Strength and limitations

Though the systematic review was performed as per standard PRISMA guidelines while adhering to published protocol, there are a few limitations too. Most of the included trials were small and not adequately powered for serious clinical outcomes like NEC and mortality. Also, they were at high risk for performance and detection bias, thereby decreasing the overall certainty of evidence. Half of the studies used mixed feeding therefore, the effects of formula milk on the adverse outcomes like feed intolerance and NEC cannot be ruled out. There were wide variations in the feeding protocol. None of the trials provided separate data for infants with intrauterine growth restriction and perinatal asphyxia, therefore precluding subgroup analysis. Furthermore, data on long-term growth and the neurodevelopmental outcome is lacking.

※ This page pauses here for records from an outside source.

PR #2404, opened 2024-04-18
cmd, p2p: filter peers by regex on name

weiihann:
### Description
This PR adds a new feature to filter peers by their names based on a set of customized regex patterns.

### Rationale
Some outdated versions of nodes running on BSC may keep connecting to a healthy set of peers and only consume information, but not return any useful data. Such nodes should be filtered out to save network bandwidth.

### Example
In the config file:
```
...
[Node.P2P]
PeerFilterPatterns = ["(?!)geth"]
...
```

An example of a false regexp pattern error message:
```
t=2024-04-18T06:02:10+0000 lvl=error msg="Failed to compile peer filter patterns" err="error parsing regexp: missing closing ): `abc(def`"

```

### DIFF
--- a/cmd/geth/main.go
+++ b/cmd/geth/main.go
@@ -145,6 +145,7 @@ var (
 		// utils.MinerNewPayloadTimeout,
 		utils.NATFlag,
 		utils.NoDiscoverFlag,
+		utils.PeerFilterPatternsFlag,
 		utils.DiscoveryV4Flag,
 		utils.DiscoveryV5Flag,
 		utils.InstanceFlag,
--- a/cmd/utils/flags.go
+++ b/cmd/utils/flags.go
@@ -882,6 +882,11 @@ var (
 		Usage:    "Disables the peer discovery mechanism (manual peer addition)",
 		Category: flags.NetworkingCategory,
 	}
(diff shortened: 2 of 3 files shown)


zzzckck (approved):

wellgamer789:
> "may keep connecting to a healthy set of peers and only consume information, but not return any useful data."

I may be wrong, but i think what you are fighting are "fake nodes" and they can easily bypass this "check".

zzzckck:
> > "may keep connecting to a healthy set of peers and only consume information, but not return any useful data."
> 
> I may be wrong, but i think what you are fighting are "fake nodes" and they can easily bypass this "check".

yes, it is just optional feature, can not solve the case you mentioned. But could be useful in some cases.

kaber2:
Obsolete peers should be filtered based on the fork ID. This seems really useless.

zzzckck:
to filter out specified nodes, suppose client name is "alice"
```
[Node.P2P]
PeerFilterPatterns = ["^alice.*"]
```
This will reject connection from client with name "alice*"

setunapo:
https://www.jyshare.com/front-end/854/?optionGlobl=global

For trials comparing routine prefeed aspiration with no routine aspiration, NEC (stage 2 or more) should be the appropriate primary outcome. To reliably prove that avoiding routine prefeed aspiration does not lead to a higher incidence of NEC as compared to routine aspiration, 16,986 participants will be required for an equivalence trial (1% equivalence limit) and 6458 participants for a superiority trial, with 80% power. Such mega-trials may not be feasible. Future RCTs of routine prefeed aspiration vs. no aspiration should follow the uniform study and feeding protocols with similar standard definitions for the outcomes.

Conclusions

There is low to moderate quality evidence to suggest that avoiding routine prefeed gastric aspirate monitoring helps in the reduction of late-onset sepsis, achieving full enteral feeds earlier, and earlier discharge from the hospital. Also, it does not increase the risk of death or NEC. Therefore, it seems worth forgo the practice of routine prefeed gastric residue monitoring in the absence of other signs of feed intolerance in preterm low birthweight neonates.